**Stored data:**
*** Block opens ***

PR #4005, opened 2021-04-03
Fix valid unicode in clipboard paste being filtered by special key filter

dougbinks:
Note: This PR is based on `docking` branch, but I can create a master branch PR if required.

Currently pasting a valid unicode character (such as when using an icon font) can result in it being filtered by the lines:

```C++
    // Filter private Unicode range. GLFW on OSX seems to send private characters for special keys like arrow keys (FIXME)
    if (c >= 0xE000 && c <= 0xF8FF)
        return false;
```

Since pastes originate from the clipboard, they are likely valid unicode and do not originate from these special keys, thus my proposed solution is a flag which hints the data source is from a clipboard, rather than from key presses:

```C++
    // Filter private Unicode range. GLFW on OSX seems to send private characters for special keys like arrow keys (FIXME)
    if ( !(flags & ImGuiInputTextFlags_FromClipboard) && c >= 0xE000 && c <= 0xF8FF)
        return false;
```

This is a 3 line change (actually 4 since there is a separator needed on the last flag), with limited surface area. Since it's fairly simple it may be easiest for you to modify the code directly rather than accept this PR.

### DIFF
--- a/imgui.h
+++ b/imgui.h
@@ -1000,7 +1000,8 @@ enum ImGuiInputTextFlags_
     ImGuiInputTextFlags_CallbackEdit        = 1 << 19,  // Callback on any edit (note that InputText() already returns true on edit, the callback is useful mainly to manipulate the underlying buffer while focus is active)
     // [Internal]
     ImGuiInputTextFlags_Multiline           = 1 << 20,  // For internal use by InputTextMultiline()
-    ImGuiInputTextFlags_NoMarkEdited        = 1 << 21   // For internal use by functions using InputText() before reformatting data
+    ImGuiInputTextFlags_NoMarkEdited        = 1 << 21,   // For internal use by functions using InputText() before reformatting data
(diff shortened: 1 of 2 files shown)


ocornut:
Thank you Doug, this makes sense!

I'm tempted to avoid leaking this into flags since it really only applies to the helper `InputTextFilterCharacter()` function. My suggestion would be to add a `ImGuiInputSource_Clipboard` value in `ImGuiInputSource` and add the parameter to `InputTextFilterCharacter()`.

I can apply this very easily, do you mind if I perform the change (and attribute the commit to you) or do you prefer doing it on your side?

dougbinks:
If it's easier for you to do then go ahead, if not let me know and I can handle it later on today. I'm not worried about attribution :)

ocornut:
Reworked and merged (see f08566b4d7b0fa1afe02856af24bcac60f792486), thank you!

dougbinks:
Thanks!

PR #4034, opened 2021-04-10
Remove unnecessary ternary statements.

mertcandav:


ocornut:
Hello,
The two later one should be replaced with != 0 as the casting of integer to bool with warn with some compiler settings.

mertcandav:
Hello, I think it looks good right now.

Issue #4029, opened 2021-04-09
Corrupted clipboard data (was: InputTextMultiline gibberish)


LPVOIDDev:
**Version/Branch of Dear ImGui:**

Version: Dear ImGui 1.83 WIP (18203)
Branch: master

**Back-end/Renderer/Compiler/OS**

Original Back-ends from ImGUI Repository
io.BackendPlatformName: imgui_impl_glfw
io.BackendRendererName: imgui_impl_opengl3

Compiler: Visual Studio 2015 (v140)
Operating System: Windows 10

**My Issue/Question:**

When copying text, sometimes it gives the wrong results
It is very easy to reproduce in the demo version

1. Go to `Demo > Widgets > Text Input > Multi-line Text Input`
2. Delete all text and type 33 ones and press enter ("111111111111111111111111111111111\n")
3. `Ctrl+A`, `Ctrl+C`,  `Ctrl+V`

The result will be some gibberish text.

**Screenshots/Video**

![Video_2021-04-10_082904_edit](https://user-images.githubusercontent.com/24913148/114257327-ae3ab200-99d8-11eb-9834-f5f30e044586.gif)

**Standalone, minimal, complete and verifiable example:**
```
static char text[1024 * 16] = "111111111111111111111111111111111\n";
static ImGuiInputTextFlags flags = ImGuiInputTextFlags_AllowTabInput;
ImGui::CheckboxFlags("ImGuiInputTextFlags_ReadOnly", &flags, ImGuiInputTextFlags_ReadOnly);
ImGui::CheckboxFlags("ImGuiInputTextFlags_AllowTabInput", &flags, ImGuiInputTextFlags_AllowTabInput);
ImGui::CheckboxFlags("ImGuiInputTextFlags_CtrlEnterForNewLine", &flags, ImGuiInputTextFlags_CtrlEnterForNewLine);
ImGui::InputTextMultiline("##source", text, IM_ARRAYSIZE(text), ImVec2(-FLT_MIN, ImGui::GetTextLineHeight() * 16), flags);
```

PathogenDavid:
I can't reproduce this issue on my machine.

If you paste the text in something else like Notepad or Visual Studio does it appear corrupted there as well?

LPVOIDDev:
@PathogenDavid thank you very much for interest and the tips

1. I've tried to copy `1`'s and paste to plain notepad, the result is the same `33yPjjSMGHPp8zj1ZXySNJzSUfVSbpXEuL`
[...]

PR #4036, opened 2021-04-11
Changed default Windows clipboard handler to expand LF to CRLF to fix clipboard corruption on some systems

PathogenDavid:
✨ CRLF: Because Teletype machines are still relevant in 2021 ✨

# Background

This PR fixes the clipboard corruption bug described in https://github.com/ocornut/imgui/issues/4029

In short: For whatever reason, that user's clipboard gets corrupted when copying text containing non-CRLF newlines. Unfortunately, even after configuring my system to use Russian I was unable to reproduce the issue locally so we're not 100% sure what causes this.

Regardless though, [the Windows documentation](https://docs.microsoft.com/en-us/windows/win32/dataxchg/standard-clipboard-formats) *does* state that the `CF_UNICODETEXT` clipboard format is expected to use CRLF newlines, so using CRLF newlines is the technically correct thing to do:

> Unicode text format. **Each line ends with a carriage return/linefeed (CR-LF) combination.** A null character signals the end of the data.

As a random anecdotal sample: [SDL's `WIN_SetClipboardText` function](https://github.com/libsdl-org/SDL/blob/bd06538778102f72bad8393ef07da5a1ec444217/src/video/windows/SDL_windowsclipboard.c#L81-L87) expands LF to CRLF as well.

# Changes

The changes to the existing implementation are essentially:

1. Scan the input string and count LF newlines that are not a part of a CRLF newline.
2. Over-allocate the clipboard text buffer by the number of bare LF newlines to make room for the CRs to be added later.
3. After the UTF8 -> UTF16 widening, convert the bare LF newlines to CRLF.

The widening is implemented by iterating over the string backwards and copying it to the end of the buffer to avoid the need for allocating an extra buffer. It's also skipped if the copied text did not contain any newlines. (If that chubby for loop grosses you out too much, I can rewrite it to be simpler at the expense of double-allocating the clipboard buffer.)

# Performance

Since this bug seems to be extremely niche I took some basic performance metrics to see how the changes affected things. Unsurprisingly, the performance impact is negligible for a function called so rarely (and usually with very little data.) The results on my machine are summarized below:

Sample Data | Current Implementation | This PR's Implementation
-----|-----|-----
"Hello, world!" | 0.073100 ms | 0.491900 ms
`imgui.cpp` with CRLF line endings (566 KB) | 1.428400 ms | 8.495800 ms
`imgui.cpp` with LF line endings (555 KB) | 1.161600 ms | 11.585000 ms
The complete works of William Shakespeare (10.8 MB) | 28.956500 ms | 90.826100 ms

Since this isn't a proper microbenchmark, those results tend to be pretty noisy. Either way I don't think people are regularly copying the entirety of the complete works of William Shakespeare from a Dear ImGui app, so I don't think the performance regression will hurt anyone 😅

You can find these source of these quick-and-dirty benchmarks in my [`GH-4029` branch](https://github.com/PathogenDavid/imgui/tree/GH-4029) in the `example_glfw_opengl3` project.

# GLFW

[GLFW's `_glfwPlatformSetClipboardString` implementation](https://github.com/glfw/glfw/blob/b925a54ef11adab250e4e9592afe918c1f8caebb/src/win32_window.c#L2200) also has this issue.

As such, I've modified `imgui_impl_glfw.cpp` to use Dear ImGui's built-in clipboard handling when building for Windows. I did this mainly because our GLFW backend appears to prefer keeping backwards compatibility with older versions of GLFW and the GLFW clipboard implementation offers little value over our own.

(If I get around to submitting a PR to GLFW we could put it behind a version gate on Windows once it's merged and released.)

# Allegro

[Allegro's `win_set_clipboard_text` implementation](https://github.com/liballeg/allegro5/blob/4aa54e6c994af21bc63d8b593673ab3df62390f8/src/win/wclipboard.c#L85-L86) also has this issue. The linked comment suggests they might be resistant to changing this.

As such, I disabled the use of Allegro's clipboard in `imgui_impl_allegro5.cpp` on Windows as well.

### DIFF
--- a/backends/imgui_impl_allegro5.cpp
+++ b/backends/imgui_impl_allegro5.cpp
@@ -43,8 +43,9 @@
 #include <allegro5/allegro_primitives.h>
 #ifdef _WIN32
 #include <allegro5/allegro_windows.h>
-#endif
+#else // Never use Allegro's clipboard implementation on Windows since it has issues on some systems.
 #define ALLEGRO_HAS_CLIPBOARD   (ALLEGRO_VERSION_INT >= ((5 << 24) | (1 << 16) | (12 << 8)))    // Clipboard only supported from Allegro 5.1.12
+#endif
 
 // Visual Studio warnings
 #ifdef _MSC_VER
--- a/backends/imgui_impl_glfw.cpp
+++ b/backends/imgui_impl_glfw.cpp
@@ -78,6 +78,7 @@ static GLFWscrollfun        g_PrevUserCallbackScroll = NULL;
 static GLFWkeyfun           g_PrevUserCallbackKey = NULL;
 static GLFWcharfun          g_PrevUserCallbackChar = NULL;
 
+#if !defined(_WIN32)
 static const char* ImGui_ImplGlfw_GetClipboardText(void* user_data)
 {
     return glfwGetClipboardString((GLFWwindow*)user_data);
@@ -87,6 +88,7 @@ static void ImGui_ImplGlfw_SetClipboardText(void* user_data, const char* text)
 {
     glfwSetClipboardString((GLFWwindow*)user_data, text);
 }
+#endif
 
 void ImGui_ImplGlfw_MouseButtonCallback(GLFWwindow* window, int button, int action, int mods)
 {
@@ -173,9 +175,11 @@ static bool ImGui_ImplGlfw_Init(GLFWwindow* window, bool install_callbacks, Glfw
     io.KeyMap[ImGuiKey_Y] = GLFW_KEY_Y;
     io.KeyMap[ImGuiKey_Z] = GLFW_KEY_Z;
 
+#if !defined(_WIN32) // The glfwSetClipboardString Windows implementation has problems on some systems
     io.SetClipboardTextFn = ImGui_ImplGlfw_SetClipboardText;
     io.GetClipboardTextFn = ImGui_ImplGlfw_GetClipboardText;
     io.ClipboardUserData = g_Window;
+#endif
 #if defined(_WIN32)
     io.ImeWindowHandle = (void*)glfwGetWin32Window(g_Window);
 #endif
--- a/docs/CHANGELOG.txt
+++ b/docs/CHANGELOG.txt
@@ -68,6 +68,7 @@ Other Changes:
 - Examples: Vulkan: Prefer using discrete GPU if there are more than one available. (#4012) [@rokups]
 - Examples: SDL2: Link with shell32.lib required by SDL2main.lib since SDL 2.0.12. [#3988]
 - Docs: Improvements to minor mistakes in documentation comments (#3923) [@ANF-Studios]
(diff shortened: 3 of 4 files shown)


ocornut:
Thank you David for the detailed investigation and PR. 

I haven't dug in details, but some thoughts:

- Feel like the conversion might be better done in the higher-level function `ImGui::SetClipboardText()` ? which would ensure all backends on Win32 can benefit from it (even without a backend update). As a bonus it would also likely be a little simpler.

- As for lack of repro (can't repro either)... it's extremely puzzling that we can't repro. Note that while @LPVOIDDev states they have "No other apps that mess with clipboard" it is difficult to prove this and they are very often unwanted apps/hooks in Windows ecosystem. Either way, even if it is the fault of a third-party app, we should strive to work well in their ecosystem.

Note that if you dig in "classic" Windows settings dialog (generally stashed in options linked from the right-side of config panels) there are variety of less obvious settings, e.g.:

image

PathogenDavid:
> Feel like the conversion might be better done in the higher-level function ImGui::SetClipboardText() ? which would ensure all backends on Win32 can benefit from it (even without a backend update). As a bonus it would also likely be a little simpler.

Not a bad idea, I definitely zeroed in on fixing the lower level function. (I also probably got a little carried away on wanting to avoid extra heap allocations out of habit.)

The only real issue I see with doing it this way is that a "well behaved" backend would be trying to redundantly do the LF -> CRLF expansion, but I doubt it'd ever matter in the end.

I'll try to find some time to write up an alternative PR that works this way instead.

> it is difficult to prove this and they are very often unwanted apps/hooks in Windows ecosystem. Either way, even if it is the fault of a third-party app, we should strive to work well in their ecosystem.

Yup, that was my line of thinking as well.

> Note that if you dig in "classic" Windows settings dialog (generally stashed in options linked from the right-side of config panels) there are variety of less obvious settings, e.g.:

I believe that setting only affects apps using the -A APIs. (Or in the case of the clipboard API, apps populating `CF_TEXT` without `CF_LOCALE`.)

PathogenDavid:
@ocornut Safe to assume that given https://github.com/ocornut/imgui/issues/4029#issuecomment-821059923 we'll put this one to bed? Or do you want to consider it anyway to obey the specifics of the `CF_UNICODETEXT` spec?

ocornut:
> Safe to assume that given #4029 (comment) we'll put this one to bed? Or do you want to consider it anyway to obey the specifics of the CF_UNICODETEXT spec?

I think right now it is simpler and safer to not apply the change until we have evidence that it would actually be solving a problem (rather than working around a bug inside a malware!), else we'd be left with code whose purpose would be unclear. I'm confident this thread can be useful for future reference too. Nowadays even Notepad supports Linux-style carriage returns.

Sorry this took quite an investigation on your side!

PathogenDavid:
Agreed. I was hesitant to even submit the PR without knowing exactly what caused it in the first place.

And no worries, it'll make a fun story in the future! I've been enjoying seeing all the attention it's gotten on Twitter.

*** Block closes ***

A lone number is the expected answer: the count of lines in these entries holding the string "investigation".

**RESPONSE:** 2